The Reaction Of The BF3 Detector To Thermal Neutron
Three different reflecting materials, namely aluminum, wood, and Perspex of differing thicknesses, were used to assess the response of the BF3 detector to a 3 Ci Am–Be neutron source. Experiments have also been conducted to assess the varied contribution of the wall effect on the response owing to changes in the active volume of the detector. Then, utilizing source biasing and significance sampling, a Monte Carlo method was created to calculate the BF3 detector's neutron response function. In a three-dimensional source, detector, and reflecting medium arrangement, this code replicates the BF3 detector response exposed to the neutron field. The simulation findings were compared to the matching experimental data, and they were found to accord well. The experimental neutron albedo measurements for various Perspex thicknesses demonstrate saturating behavior, and the findings match the Monte Carlo simulation data quite well.
Neutron detectors have been extensively studied due to their use in the quantification of nuclear materials and shielding. The response of these detectors has been a source of concern, prompting a number of theoretical and experimental studies. For neutral and charged particle transport modeling, the Monte Carlo approach has been demonstrated to be one of the most accurate methodologies. Fixed sources and eigenvalue/criticality problems are the two types of nuclear problems to which the method is applied. Radiation transfer via a material can produce absorption and isotropic/anisotropic scattering in fixed source situations. Changes in energy and radiation direction result from these processes. The Monte Carlo approach has also been used to predict the response of neutron detectors theoretically. Experiments and traditional Monte Carlo simulations were used to investigate the features of proportional counters. Lippold et al. ran Monte Carlo simulations for neutron moisture gauges, Lees et al. (1980) for the BF3 detector assembly, and Dhairyawan et al. (1980) for spherically moderated neutron detectors, while Dhairyawan et al. (1980) for spherically moderated neutron detectors. In addition, a spherical neutron counter with a polyethylene moderator and three slim 3He position–sensitive proportional counters was designed for spectrometry and dosimetry. Dunn and Shultis (2009) have reviewed the use of traditional Monte Carlo methods for the design and analysis of radiation detectors in depth.
The energy responses of three types of Japanese neutron dose-equivalent meters were then derived using basic Monte Carlo calculations and experimental observations by Saegusa et al. (in 2004). Thermal neutrons, monoenergetic neutrons with energies up to 15.2 MeV, and neutrons from radionuclide sources like 252Cf and 241Am–Be have had their energy responses studied.
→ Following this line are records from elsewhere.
PR #18411, opened 2021-06-12
[daw-json-link] New port

mheyman:
**Describe the pull request**

- #### What does your PR fix?  
  New port for **json-link** (perhaps the fastest JSON deserializer/serializer). Because we don't yet have enough JSON libraries...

Hybrid Monte Carlo methods, which combine the fundamental Monte Carlo approach with empirical relations in the particle history within the detector, have recently emerged as rapid converging strategies for simulating stochastic response of detectors . When compared to traditional Monte Carlo processes, these approaches are more efficient and have faster convergence times.
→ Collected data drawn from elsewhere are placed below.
PR #18413, opened 2021-06-12
[Pkgconf] pkg-config compatibility feature

barcharcraz:
Cmake uses the "findPkgConfig module to find pkg-config and define functions to use it to find libraries and create imported targets. pkgconf is a drop in replacement for pkg-config that's easier to build on windows (pkg-config itself _can_ actually build on windows, with msvc just fine, however there are problems with static linking (that are being worked on), and most annoyingly, pkg-config depends on glib which depends on pkg-config, meaning you need to do a bootstrap process to get pkg-config to use the "system" glib.

Anyway, while cmake's FindPkgConfig module will work fine if you have pkgconf on the path and set PKG_CONFIG_EXECUTABLE to "pkgconf" or if you set the full path in PKG_CONFIG_EXECUTABLE, it won't look for pkgconf(.exe) using find_library, only pkg-config(.exe). pkgconf recommends creating a symlink named pkg-config to pkgconf if you're using pkgconf to replace pkg-config. Because symlinks are somewhat fought on windows I just created a copy, pkgconf isn't that big.

I came across this problem when using ffmpeg, I don't want to use the vcpkg specific cmake config file provided by vcpkg, and I'd rather not vendor a find module, so the best way to find it is to use pkg-config, as upstream supports. With this patch my program can just depend on pkgconf[pkg-config-compat] and everything works with no vcpkg specific code at all in my cmake.

### DIFF
--- a/ports/pkgconf/portfile.cmake
+++ b/ports/pkgconf/portfile.cmake
@@ -18,6 +18,11 @@ file(REMOVE_RECURSE ${CURRENT_PACKAGES_DIR}/debug/include)
 file(REMOVE_RECURSE ${CURRENT_PACKAGES_DIR}/debug/share)
 
 vcpkg_copy_tools(TOOL_NAMES pkgconf AUTO_CLEAN)
+if("pkg-config-compat" IN_LIST FEATURES)
+    configure_file("${CURRENT_PACKAGES_DIR}/tools/${PORT}/pkgconf${VCPKG_TARGET_EXECUTABLE_SUFFIX}" 
+                   "${CURRENT_PACKAGES_DIR}/tools/${PORT}/pkg-config${VCPKG_TARGET_EXECUTABLE_SUFFIX}" COPYONLY)
+endif()
+
 
 # Handle copyright
 file(INSTALL ${SOURCE_PATH}/COPYING DESTINATION ${CURRENT_PACKAGES_DIR}/share/${PORT} RENAME copyright)
--- a/ports/pkgconf/vcpkg.json
+++ b/ports/pkgconf/vcpkg.json
@@ -1,7 +1,13 @@
 {
   "name": "pkgconf",
   "version": "1.7.4",
+  "port-version": 1,
   "description": "pkgconf is a program which helps to configure compiler and linker flags for development libraries. It is similar to pkg-config from freedesktop.org.",
   "homepage": "https://github.com/pkgconf/pkgconf",
-  "supports": "!uwp"
+  "supports": "!uwp",
+  "features": {
+    "pkg-config-compat": {
+      "description": "Install a copy of pkgconf with the name pkg-config. Useful for programs (like cmake) that only search for pkg-config and not pkgconf"
+    }
+  }
 }
--- a/versions/baseline.json
+++ b/versions/baseline.json
@@ -4838,7 +4838,7 @@
     },
     "pkgconf": {
       "baseline": "1.7.4",
-      "port-version": 0
+      "port-version": 1
     },
     "platform-folders": {
       "baseline": "4.0.0",
--- a/versions/p-/pkgconf.json
+++ b/versions/p-/pkgconf.json
@@ -1,6 +1,11 @@
 {
   "versions": [
     {
+      "git-tree": "84ca32b8c04d4bb972fe5bc5800573b69bc74baf",
+      "version": "1.7.4",
+      "port-version": 1
+    },
+    {
       "git-tree": "75fe71378e6521fe0e14a82218a9430c831b9809",
       "version": "1.7.4",
       "port-version": 0


Neumann-A:
Personally I see this PR as invalid.

It is up to upstream CMake to add `pkgconf` into the `find_program` call done by `FindPkgConf` if you ask me. 
vcpkg could add a `vcpkg-cmake-wrapper` for it and do the `find_program` call with `pkgconf` before the `_find_package` call. Adding it as feature for it in pkgconf itself seems wrong.

barcharcraz:
This is a common thing that happens when pkgconf is built.

From the pkgconf readme:

## pkg-config symlink

If you want pkgconf to be used when you invoke `pkg-config`, you should install a
symlink for this.  We do not do this for you, as we believe it is better for vendors
to make this determination themselves.

    $ ln -sf pkgconf /usr/bin/pkg-config


We could do it in a separate package that depends on pkgconf, but that's kinda veering into alternative territory. Now that I think about it this is a bit problematic since vcpkg doesn't support incompatible packages.

Here's fedora's package definition for the same, they do the feature thing, but they have "conflicts" dependencies
https://src.fedoraproject.org/rpms/pkgconf/blob/rawhide/f/pkgconf.spec

barcharcraz:
on further inspection the fedora folks have pkgconf marked to obsolete pkg-config and don't maintain a pkg-config package anymore.

PhoebeHui:
I think It would be reasonable to create a overlay/custom ports for this.

JackBoosY:
Since pkgconf is not pkg-config but a replacement for it, so I don’t think it can completely replace pkg-config now unless cmake or linux maintainers switch to support it.

ras0219-msft:
Some ground thoughts:

1. I would _really_ prefer to use `pkgconf` on windows internally rather than building `pkg-config` (with all the complexities and bloat) and rather than downloading binaries from msys (and dealing with mirrors + expiring packages)
2. Given the significant investment by others in the ecosystem (Fedora), I think it's reasonable to expect it to be a sufficient drop-in replacement for our needs.
3. From the perspective of separating concerns, it is better to isolate the "choice" of what `.pc` tool to use to be separate from the definition of `pkgconf`. I can think of 4 reasonable alternatives off the top of my head:
    1. pkgconf:host
    2. pkg-config:host
    3. pkg-config/pkgconf from the system (APT)
    4. pkg-config from MSYS2 (find_acquire_program)
4. While it's clear we need to provide control and customization within vcpkg for these things, for the final consumer I think it's reasonable for them to run their own `find_program(PKG_CONFIG_EXECUTABLE pkgconf)` before calling anything using pkgconfig if they know they want to use pkgconf. Any better solution here requires first firming up a solution to expose host ports to consumers.

For internal use, I think the right path forward here is to introduce a metaport that controls the selection of the pc tool. By default, we will probably want to use `pkgconf` on Windows and system pkg-config on non-Windows. In order to switch dependencies based on the host, this metaport must be a host-only dependency (simply require `HOST_TRIPLET STREQUAL TARGET_TRIPLET`).

Then, we will also need to add another port which modifies the behavior of `FindPkgConfig`. The most straightforward way to do this would be to have a `vcpkg-cmake-wrapper` for it as a target-triplet port, but this would also affect end consumers. I know affecting the end-user is what your motivating desire is for this PR, but at the moment I'd consider it a weak anti-goal :).

If we took the metaport + findpkgconfig wrapper approach, it would look something like:

#### ports/tool-pkg-config-select/vcpkg.json
```json
{
    "dependencies": [ { "name": "pkgconf", "platform": "windows" } ]
}
```
#### ports/tool-pkg-config-select/portfile.cmake
```cmake
if(NOT HOST_TRIPLET STREQUAL TARGET_TRIPLET)
    message(FATAL_ERROR "${PORT} must be marked as a host dependency")
endif()
if(VCPKG_TARGET_IS_WINDOWS)
  file(WRITE "${CURRENT_PACKAGES_DIR}/share/tool-pkg-config-select/tool-pkg-config-select.cmake"
    "set(PKG_CONFIG_EXECUTABLE \"${CURRENT_PACKAGES_DIR}/share/tools/pkgconf/pkgconf.exe\"")
else()
  file(WRITE "${CURRENT_PACKAGES_DIR}/share/tool-pkg-config-select/tool-pkg-config-select.cmake"
    "find_program(PKG_CONFIG_EXECUTABLE pkg-config)")
endif()
```
#### ports/vcpkg-find-pkg-config/vcpkg.json
```json
{
    "dependencies": [ { "name": "tool-pkg-config-select", "host": true } ]
}
```
#### ports/vcpkg-find-pkg-config/portfile.cmake
```cmake
file(WRITE "${CURRENT_PACKAGES_DIR}/share/pkgconfig/vcpkg-cmake-wrapper.cmake"
    "include(\${CMAKE_CURRENT_LIST_DIR}/../../../${HOST_TRIPLET}/share/tool-pkg-config-select/tool-pkg-config-select.cmake)\n"
    "_find_package(${ARGN})")
```

I'm sure I've made some mistakes with the sketch above, but hopefully it gets my suggestion across.

barcharcraz:
why not just get the find module PR accepted upstream and then pull in just the new find module from upstream until the new release of cmake is out?

I don't completely understand how the cmake wrappers work though

PhoebeHui:
> why not just get the find module PR accepted upstream and then pull in just the new find module from upstream until the new release of cmake is out?

@barcharcraz, please submit a reqest or a PR to Upstream instead. Is work still being done for this PR?

Neumann-A:
upstream pr https://gitlab.kitware.com/cmake/cmake/-/merge_requests/6301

The goal of this research is to look at how different reflector materials affect the BF3 detector's response function. First, the experimental response of the BF3 detector was investigated, as well as the relationship between the BF3 detector response and detector size and reflector thickness. Then, utilizing significance sampling in the usual Monte Carlo approach, a Monte Carlo–based computer code was built to simulate the response of the BF3 detector by considering the neutron histories in the BF3 detector. MATLAB version 6 was used to create this simulation application. MathWorks Inc. in the United States created this simulation program. The experimental setup and approach employed in this study are detailed in detail in section 2. The mathematical specifics of the model, including the governing differential equations, are then presented in section 3, along with details on computer implementations. In section 4, we describe how the findings produced using this technique compare to experimental data. In section 5, the study's findings are reported.
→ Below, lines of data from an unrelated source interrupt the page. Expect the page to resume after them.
PR #18418, opened 2021-06-13
[xlsxio] new port

playgithub:
**Describe the pull request**

- #### What does your PR fix?  
port xlsxio

All
No

Yes

Yes

### DIFF
--- a/ports/xlsxio/0001-fix-build-type.patch
+++ b/ports/xlsxio/0001-fix-build-type.patch
@@ -1,0 +1,32 @@
+From 83eb9f6ed9cb37b2ba25f87d07453a6a3dc35820 Mon Sep 17 00:00:00 2001
+From: abc <a@b.com>
+Date: Sat, 12 Jun 2021 12:16:45 +0800
+Subject: [PATCH] fix-build-type
+
+---
+ CMakeLists.txt | 9 +++++++--
+ 1 file changed, 7 insertions(+), 2 deletions(-)
+
+diff --git a/CMakeLists.txt b/CMakeLists.txt
+index 3630123..a7fb924 100644
+--- a/CMakeLists.txt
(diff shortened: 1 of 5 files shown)


cenit:
the patch is unnecessary

better to pass (in configure cmake

```
-DBUILD_SHARED=$BUILD_SHARED
-DBUILD_STATIC=$BUILD_STATIC
```

after having defined those symbols beforehand with something like

```
set(BUILD_STATIC OFF)
set(BUILD_SHARED OFF)

if (VCPKG_LIBRARY_LINKAGE STREQUAL static)
   set(BUILD_STATIC ON)
else()
   set(BUILD_SHARED ON)
endif()
```

In this way we save some space in vcpkg and guarantee future proof to patch

playgithub:
> some



> the patch is unnecessary
> 
> better to pass (in configure cmake
> 
> ```
> -DBUILD_SHARED=$BUILD_SHARED
> -DBUILD_STATIC=$BUILD_STATIC
> ```
> 
> after having defined those symbols beforehand with something like
> 
> ```
> set(BUILD_STATIC OFF)
> set(BUILD_SHARED OFF)
> 
> if (VCPKG_LIBRARY_LINKAGE STREQUAL static)
>    set(BUILD_STATIC ON)
> else()
>    set(BUILD_SHARED ON)
> endif()
> ```
> 
> In this way we save some space in vcpkg and guarantee future proof to patch

In fact, I've tried this, but with `if(BUILD_SHARED_LIBS)` instead of `if (VCPKG_LIBRARY_LINKAGE STREQUAL static)`, and failed.
I'll try it, thanks.

cenit:
BUILD_SHARED_LIBS is not defined when processing a port file, that's why it didn't work

playgithub:
I've re-forked vcpkg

Materials and technique of experimentation
The BF3 detectors contain a small diameter center wire anode and a cylindrical outer cathode. Because of its low neutron interaction cross section, aluminum is employed as a cathode. At operational voltage, typical gas multiplication is on the order of 100–500. Because pulse height resolution degrades above room temperatures, these devices are restricted to temperatures up to around 100°C.
Measurements and setup
The neutron emission rate of 7.2 106 neutrons/second was achieved using a 3 Curie cylindrical Am–Be neutron source. At a depth of 11 cm from the top level, the source was encased in a cylinder filled with paraffin wax. Paraffin wax was utilized to thermalize neutrons released from the neutron source. The cylinder housing the source was covered with a slab about 7 cm thick. A passage on the paraffin surface was available for the positioning of the detector on the slab.
Procedure for simulation
A conventional cylindrical BF3 detector has been considered in this study. Table 1 shows the design characteristics of three distinct detectors that were employed. The BF3 detector response was calculated using neutron tracking from source to detector for a cylindrical Am–Be source. Kalos and Whitlock reported how they sampled the place of neutron emission, their direction of emission, and the free flight distance.
The flow chart depicting neutron transit from the source to the BF3 detector. The n(10B,7Li)4He reaction occurs when a neutron interacts with another neutron inside the detector.